What is required:
Return every line of the listing below so that it matches the original exactly.
(Task input)
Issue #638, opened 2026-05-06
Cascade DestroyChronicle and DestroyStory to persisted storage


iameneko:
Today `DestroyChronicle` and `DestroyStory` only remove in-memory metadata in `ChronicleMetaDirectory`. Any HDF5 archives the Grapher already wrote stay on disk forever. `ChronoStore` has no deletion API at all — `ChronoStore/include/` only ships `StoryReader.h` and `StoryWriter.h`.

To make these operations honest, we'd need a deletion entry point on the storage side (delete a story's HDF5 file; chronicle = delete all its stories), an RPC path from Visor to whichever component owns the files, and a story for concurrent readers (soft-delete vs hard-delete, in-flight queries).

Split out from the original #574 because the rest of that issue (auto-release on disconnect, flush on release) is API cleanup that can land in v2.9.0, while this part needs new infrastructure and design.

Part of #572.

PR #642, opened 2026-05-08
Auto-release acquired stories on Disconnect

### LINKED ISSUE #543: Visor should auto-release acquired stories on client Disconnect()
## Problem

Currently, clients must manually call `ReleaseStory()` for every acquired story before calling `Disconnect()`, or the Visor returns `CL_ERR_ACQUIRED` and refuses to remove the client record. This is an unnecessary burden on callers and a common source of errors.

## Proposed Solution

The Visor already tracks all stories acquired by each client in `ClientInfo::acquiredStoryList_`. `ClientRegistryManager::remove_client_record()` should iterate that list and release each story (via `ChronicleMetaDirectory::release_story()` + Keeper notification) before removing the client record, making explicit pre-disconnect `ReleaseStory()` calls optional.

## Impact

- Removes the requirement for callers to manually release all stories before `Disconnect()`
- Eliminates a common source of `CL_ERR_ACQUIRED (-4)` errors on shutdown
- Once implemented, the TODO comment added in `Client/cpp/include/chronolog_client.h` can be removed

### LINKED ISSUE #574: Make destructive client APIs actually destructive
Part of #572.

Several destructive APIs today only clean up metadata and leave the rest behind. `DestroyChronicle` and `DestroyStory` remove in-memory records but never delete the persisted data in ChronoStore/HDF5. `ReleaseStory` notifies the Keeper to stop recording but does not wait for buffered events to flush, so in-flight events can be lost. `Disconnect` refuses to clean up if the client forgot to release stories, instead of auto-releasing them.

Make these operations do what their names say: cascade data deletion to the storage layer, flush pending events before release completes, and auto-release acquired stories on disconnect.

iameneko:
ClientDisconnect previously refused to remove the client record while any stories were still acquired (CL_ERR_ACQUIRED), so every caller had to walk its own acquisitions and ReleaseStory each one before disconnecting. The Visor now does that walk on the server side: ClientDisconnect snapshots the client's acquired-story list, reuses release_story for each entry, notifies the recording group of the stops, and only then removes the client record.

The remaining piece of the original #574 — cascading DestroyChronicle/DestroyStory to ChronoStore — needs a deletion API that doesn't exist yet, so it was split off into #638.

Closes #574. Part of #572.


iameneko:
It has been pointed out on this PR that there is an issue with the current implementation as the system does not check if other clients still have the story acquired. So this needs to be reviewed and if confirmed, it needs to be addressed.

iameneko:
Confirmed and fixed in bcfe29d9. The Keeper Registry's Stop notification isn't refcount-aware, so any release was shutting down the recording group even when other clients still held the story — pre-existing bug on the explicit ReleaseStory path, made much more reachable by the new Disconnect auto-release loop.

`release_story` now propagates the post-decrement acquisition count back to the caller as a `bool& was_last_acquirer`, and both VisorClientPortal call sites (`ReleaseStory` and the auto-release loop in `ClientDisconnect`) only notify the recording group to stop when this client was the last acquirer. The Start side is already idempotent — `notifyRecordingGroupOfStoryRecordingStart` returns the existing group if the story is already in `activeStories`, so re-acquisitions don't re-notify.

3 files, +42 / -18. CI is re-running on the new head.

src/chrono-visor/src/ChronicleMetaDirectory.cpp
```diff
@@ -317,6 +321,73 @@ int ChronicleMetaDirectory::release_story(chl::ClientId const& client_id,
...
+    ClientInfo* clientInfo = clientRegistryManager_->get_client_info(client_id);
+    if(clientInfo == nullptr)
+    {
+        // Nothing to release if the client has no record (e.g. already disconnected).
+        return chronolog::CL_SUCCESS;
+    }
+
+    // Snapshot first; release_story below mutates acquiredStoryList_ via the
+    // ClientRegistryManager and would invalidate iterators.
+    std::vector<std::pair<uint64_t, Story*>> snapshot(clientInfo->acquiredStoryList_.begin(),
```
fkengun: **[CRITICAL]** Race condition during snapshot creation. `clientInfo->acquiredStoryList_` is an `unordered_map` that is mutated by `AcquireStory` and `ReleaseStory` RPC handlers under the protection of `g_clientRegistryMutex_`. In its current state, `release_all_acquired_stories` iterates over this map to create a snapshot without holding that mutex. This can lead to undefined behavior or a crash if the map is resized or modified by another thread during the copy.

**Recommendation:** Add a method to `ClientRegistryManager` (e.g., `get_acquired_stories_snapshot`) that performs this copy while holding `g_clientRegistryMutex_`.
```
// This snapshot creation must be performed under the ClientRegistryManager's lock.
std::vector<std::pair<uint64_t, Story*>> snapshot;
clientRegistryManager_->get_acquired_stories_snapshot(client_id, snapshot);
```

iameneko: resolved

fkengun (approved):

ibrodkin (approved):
(End Task input)
Problem solution:
Issue #638, opened 2026-05-06
Cascade DestroyChronicle and DestroyStory to persisted storage


iameneko:
Today `DestroyChronicle` and `DestroyStory` only remove in-memory metadata in `ChronicleMetaDirectory`. Any HDF5 archives the Grapher already wrote stay on disk forever. `ChronoStore` has no deletion API at all — `ChronoStore/include/` only ships `StoryReader.h` and `StoryWriter.h`.

To make these operations honest, we'd need a deletion entry point on the storage side (delete a story's HDF5 file; chronicle = delete all its stories), an RPC path from Visor to whichever component owns the files, and a story for concurrent readers (soft-delete vs hard-delete, in-flight queries).

Split out from the original #574 because the rest of that issue (auto-release on disconnect, flush on release) is API cleanup that can land in v2.9.0, while this part needs new infrastructure and design.

Part of #572.

PR #642, opened 2026-05-08
Auto-release acquired stories on Disconnect

### LINKED ISSUE #543: Visor should auto-release acquired stories on client Disconnect()
## Problem

Currently, clients must manually call `ReleaseStory()` for every acquired story before calling `Disconnect()`, or the Visor returns `CL_ERR_ACQUIRED` and refuses to remove the client record. This is an unnecessary burden on callers and a common source of errors.

## Proposed Solution

The Visor already tracks all stories acquired by each client in `ClientInfo::acquiredStoryList_`. `ClientRegistryManager::remove_client_record()` should iterate that list and release each story (via `ChronicleMetaDirectory::release_story()` + Keeper notification) before removing the client record, making explicit pre-disconnect `ReleaseStory()` calls optional.

## Impact

- Removes the requirement for callers to manually release all stories before `Disconnect()`
- Eliminates a common source of `CL_ERR_ACQUIRED (-4)` errors on shutdown
- Once implemented, the TODO comment added in `Client/cpp/include/chronolog_client.h` can be removed

### LINKED ISSUE #574: Make destructive client APIs actually destructive
Part of #572.

Several destructive APIs today only clean up metadata and leave the rest behind. `DestroyChronicle` and `DestroyStory` remove in-memory records but never delete the persisted data in ChronoStore/HDF5. `ReleaseStory` notifies the Keeper to stop recording but does not wait for buffered events to flush, so in-flight events can be lost. `Disconnect` refuses to clean up if the client forgot to release stories, instead of auto-releasing them.

Make these operations do what their names say: cascade data deletion to the storage layer, flush pending events before release completes, and auto-release acquired stories on disconnect.

iameneko:
ClientDisconnect previously refused to remove the client record while any stories were still acquired (CL_ERR_ACQUIRED), so every caller had to walk its own acquisitions and ReleaseStory each one before disconnecting. The Visor now does that walk on the server side: ClientDisconnect snapshots the client's acquired-story list, reuses release_story for each entry, notifies the recording group of the stops, and only then removes the client record.

The remaining piece of the original #574 — cascading DestroyChronicle/DestroyStory to ChronoStore — needs a deletion API that doesn't exist yet, so it was split off into #638.

Closes #574. Part of #572.


iameneko:
It has been pointed out on this PR that there is an issue with the current implementation as the system does not check if other clients still have the story acquired. So this needs to be reviewed and if confirmed, it needs to be addressed.

iameneko:
Confirmed and fixed in bcfe29d9. The Keeper Registry's Stop notification isn't refcount-aware, so any release was shutting down the recording group even when other clients still held the story — pre-existing bug on the explicit ReleaseStory path, made much more reachable by the new Disconnect auto-release loop.

`release_story` now propagates the post-decrement acquisition count back to the caller as a `bool& was_last_acquirer`, and both VisorClientPortal call sites (`ReleaseStory` and the auto-release loop in `ClientDisconnect`) only notify the recording group to stop when this client was the last acquirer. The Start side is already idempotent — `notifyRecordingGroupOfStoryRecordingStart` returns the existing group if the story is already in `activeStories`, so re-acquisitions don't re-notify.

3 files, +42 / -18. CI is re-running on the new head.

src/chrono-visor/src/ChronicleMetaDirectory.cpp
```diff
@@ -317,6 +321,73 @@ int ChronicleMetaDirectory::release_story(chl::ClientId const& client_id,
...
+    ClientInfo* clientInfo = clientRegistryManager_->get_client_info(client_id);
+    if(clientInfo == nullptr)
+    {
+        // Nothing to release if the client has no record (e.g. already disconnected).
+        return chronolog::CL_SUCCESS;
+    }
+
+    // Snapshot first; release_story below mutates acquiredStoryList_ via the
+    // ClientRegistryManager and would invalidate iterators.
+    std::vector<std::pair<uint64_t, Story*>> snapshot(clientInfo->acquiredStoryList_.begin(),
```
fkengun: **[CRITICAL]** Race condition during snapshot creation. `clientInfo->acquiredStoryList_` is an `unordered_map` that is mutated by `AcquireStory` and `ReleaseStory` RPC handlers under the protection of `g_clientRegistryMutex_`. In its current state, `release_all_acquired_stories` iterates over this map to create a snapshot without holding that mutex. This can lead to undefined behavior or a crash if the map is resized or modified by another thread during the copy.

**Recommendation:** Add a method to `ClientRegistryManager` (e.g., `get_acquired_stories_snapshot`) that performs this copy while holding `g_clientRegistryMutex_`.
```
// This snapshot creation must be performed under the ClientRegistryManager's lock.
std::vector<std::pair<uint64_t, Story*>> snapshot;
clientRegistryManager_->get_acquired_stories_snapshot(client_id, snapshot);
```

iameneko: resolved

fkengun (approved):

ibrodkin (approved):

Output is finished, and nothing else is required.